I remember reading the Bone People and the main character has sort of invested a lot of personal bejewelled/jade items with almost talismanic powers, she is so attached to them and I disliked her for it... and then I go and get all attached to silver shiny things! Big fat hypocrite is me!
So thank you for the post because it reminds me that being attached to material things can tie me down. Although I won't berate myself too much for it as I didn't morph into Gollum! (And I think it's fairly normal - not everyone can denounce material possessions and become a wandering swami!).
But then I wonder if this is also quite a lot of what this is about: being mindful. So being present like Marja says but also what Peg says, because to choose first you have to be mindful about what is going on and how you feel.
Being happy or sad are emotions, which are completely different to a rational decision such as deciding to focus on the positive (and focusing on the positive isn't exactly the same thing as deciding to be happy - though it's a way of getting there).
One can choose to focus on the positive but no one is saying that one will never be sad. Or that it's some kind of weakness to be sad occasionally or that life won't throw one a curve ball. So as well as mindfulness I think it's also about giving oneself a break. It's also human and healthy to be sad sometimes on some occasions!
You're one of the most caring and compassionate people I know, and I KNOW that if anyone came to you and said they were feeling sad you would listen to them and give them a big hug (and maybe some Reiki) so I think a good idea might be to be your own best friend and treat yourself with the same kindness that you treat other people.
You have been through such a lot lately (I agree with Carol that maybe it's not just about the ring/necklace). It sounds like you need a bit of space to think and a lot of hugs from yourself as well as your lovely hubby and gorgeous fluffy purry companions! And maybe the earrings will show up or maybe they won't but maybe you'll find/be given some earrings that you love even more!
And thank you again because I'm going to - for once - take my own advice and give myself some space and try and be a bit more mindful and present.
Miss you lovely. Sending you a humungous hug!!
XXXXXXXXXXXX
Caroline - yeah, good thought. They will find me!
Tammie - Funny you should say that. Been definitely picking up some fairy energy in my new home. Oh the little scamps!
Marja - Very true. And on the big scale we must look forward to the new Christchurch that is being built!
(((((Katie)))))) I needed to hear that today. Thank you gorgeous! x
To experience happiness we have to know sadness, the same applies to all opposites. If we only knew happiness there would be a tendency for complacency. After sadness or any other kind of suffering,I always live with newness and a deeper understanding of what's happened. If it's been something really challenging, then after I feel stronger and realise my courage.

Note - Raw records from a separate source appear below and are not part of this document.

Issue #5923, opened 2024-01-28
frollmax is slow on descending sequences


davidcsterratt:
`#` [`Minimal reproducible example`](https://stackoverflow.com/questions/5963269/how-to-make-a-great-r-reproducible-example); please be sure to set `verbose=TRUE` where possible!

```
if (!require("devtools")) install.packages("devtools")
if (!require("RCRoll")) devtools::install_github("davidcsterratt/RCRoll")
if (!require("roll")) install.packages("roll")
if (!require("data.table")) devtools::install_github("Rdatatable/data.table", branch="frollmax")

benchmark <- function(n, k, func) {
  x = func(n)
  start_time = Sys.time(); y.RCRoll = RCRoll::rollmin(x, k) ; print(paste("RCRoll:", Sys.time() - start_time))
  start_time = Sys.time(); y.roll = roll::roll_min(x, k) ; print(paste("roll:", Sys.time() - start_time))
  start_time = Sys.time(); y.data.table = data.table::frollmax(x, k) ; print(paste("data.table:", Sys.time() - start_time))
   return(list("RCRoll"=y.RCRoll, "roll"=y.roll, "data.table"=y.data.table))
}

n <- 1E7
k <- 1E3

# Random normal
out1 <- benchmark(n, k, rnorm)
# All equal to 0
out2 <- benchmark(n, k, function(n) {rep(0, n)})
# Ascending
out3 <- benchmark(n, k, function(n) {seq(0, length.out=n)})
# Descending
out4 <- benchmark(n, k, function(n) {seq(0, by=-1, length.out=n)})
```

Output of the benchmarking code:
```
[1] "RCRoll: 0.169624805450439"
[1] "roll: 0.153290987014771"
[1] "data.table: 0.0348567962646484"
[1] "RCRoll: 0.0276196002960205"
[1] "roll: 0.0650320053100586"
[1] "data.table: 0.034125804901123"
[1] "RCRoll: 0.0440917015075684"
[1] "roll: 0.0651366710662842"
[1] "data.table: 0.0270349979400635"
[1] "RCRoll: 0.0287351608276367"
[1] "roll: 0.0672793388366699"
[1] "data.table: 3.9090781211853"
```
`data.table::frollmax()` is considerably slower for descending sequences.

[...]

PR #7299, opened 2025-09-09
new rolling functions: min and prod

jangorecki:
Two new rolling functions, towards #2778.
Supersede #5682

Optimizations
- for min are the same as used for max
- for prod are the same as used for mean

---

benchmark vs very fast `roll` package
```r
library(roll)
library(data.table)
set.seed(108)
x = rnorm(1e8)
n = 1e3

## PROD
system.time(a <- roll_prod(x, n))
#   user  system elapsed 
#  1.083   0.836   1.919
system.time(b <- frollprod(x, n))
#   user  system elapsed 
#  0.822   0.384   1.209 
all.equal(a,b)
#[1] TRUE

## MIN
system.time(a <- roll_min(x, n))
#   user  system elapsed 
#  1.896   0.840   2.739
system.time(b <- frollmin(x, n))
#   user  system elapsed 
#  0.278   0.394   0.672
all.equal(a,b)
#[1] TRUE
```
This is for `rnorm`, be aware that for specific input, data.table's implementation can be much slower, see issue reported for rolling max https://github.com/Rdatatable/data.table/issues/5923

---


src/froll.c
```diff
@@ -669,3 +683,390 @@ void frollmaxExact(double *x, uint64_t nx, ans_t *ans, int k, double fill, bool
     }
   }
 }
+
+static inline void wmin(const double * restrict x, uint64_t o, int k, double * restrict w, uint64_t *iw, bool narm) {
```
ben-schwen, line 687: not a big fan of macros but couldn't we do something like and deduplicate `wmin` and `wmax`?
```c
#define DEFINE_WINDOWFUN(fname, init_val, op)
DEFINE_WINDOWFUN(wmax, R_NegInf, >=)
DEFINE_WINDOWFUN(wmin, R_PosInf, <=)
```

jangorecki: could be, one reason not to is reduced code coverage

ben-schwen: Same holds for `frollmaxFast` and `frollmaxExact`

jangorecki: > Same holds for `frollmaxFast` and `frollmaxExact`

frollmax Fast vs. Exact does not have that much in common, you possibly meant froll Min vs Max

as for the main functions, to turn them into macros would require `__func__` handling as well. Additionally it would reduce clarify of code, and friendliness for code editors.

As for the helper functions wmin, wmax, IMO it indeed make sense, but maybe better as a follow up. So this PR will be focused more on adding new things rather than refactoring previous ones.

PR #7301, opened 2025-09-09
froll: use `const`, `internal_error`; style `malloc`

jangorecki:
tidying up:
- frolladapt's `n` validation move to C as another validation was there already
- use `const` for pointers for `x` and adaptive `n`
- use `internal_error()` rather `error("internal error: ...")`
- align to `malloc(sizeof(*isnan) * nx)` usage style

build on top of #7299
diff: https://github.com/Rdatatable/data.table/compare/froll-min-prod...froll-qualifiers


src/frollR.c
```diff
@@ -99,13 +99,13 @@ SEXP frollfunR(SEXP fun, SEXP xobj, SEXP kobj, SEXP fill, SEXP algo, SEXP align,
...
   SEXP k = PROTECT(coerceK(kobj, badaptive)); protecti++;
   int nk = length(k);
-  int *ik = NULL; int **lk = NULL;
+  const int *ik = NULL; const int **lk = NULL;
   if (!badaptive) {
-    ik = INTEGER(k);
+    ik = INTEGER_RO(k);
   } else {
-    lk = (int**)R_alloc(nk, sizeof(int*));
+    lk = (const int **)R_alloc(nk, sizeof(**lk));
```
aitap: `lk` is a `const int **`, array of pointers to constant integers. This makes `**lk` an integer. Despite the extra star in the type of `lk`, the allocation unit size still must be `sizeof(*lk)` because `lk` needs to be an array of `nk` pointers, not `nk` integers. Currently, this is a short allocation on 64-bit systems and a correctly-sized one on 32-bit ones.

src/frollR.c
```diff
@@ -133,8 +133,8 @@ SEXP frollfunR(SEXP fun, SEXP xobj, SEXP kobj, SEXP fill, SEXP algo, SEXP align,
   if (verbose)
     Rprintf(_("%s: allocating memory for results %dx%d\n"), __func__, nx, nk);
   ans_t *dans = (ans_t *)R_alloc(nx*nk, sizeof(*dans));         // answer columns as array of ans_t struct
-  double** dx = (double**)R_alloc(nx, sizeof(*dx));         // pointers to source columns
-  uint64_t* inx = (uint64_t*)R_alloc(nx, sizeof(*inx));     // to not recalculate `length(x[[i]])` we store it in extra array
+  const double** dx = (const double**)R_alloc(nx, sizeof(**dx));  // pointers to source columns
```
aitap: Similarly to line 106 above, this needs to be `sizeof(*dx)`. Since `**dx` is a `double`, this allocates the correct amount of memory on 64-bit machines anyway and twice as much on 32-bit ones.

Re the earrings, in recent times I have mislaid one earring out of the 2. My favourite amber is down the back of my dressing table and one day I'll come up with a contraption involving a magnet and try and retrieve. One I lost in a carpark getting out of the car this January, but immdiately let go and focussed on the friends I was about to see. When I left remembered the earring turned the head lamps on and reversed and there it was glistening.
A friend of mine shared with me she lost the same earring about 12 times, it just kept coming back.
Definitely about detaching, easier said than done though.
We are all jewels and treasure towers of this life, so let's shine with brilliance
Renee xxx
Thanks for the insights Renee. Yes - the choice is about where you focus. Bad things happen to a greater or lesser degree all the time, but we can choose to focus on what matters most. As you say, our friends are worth focusing on.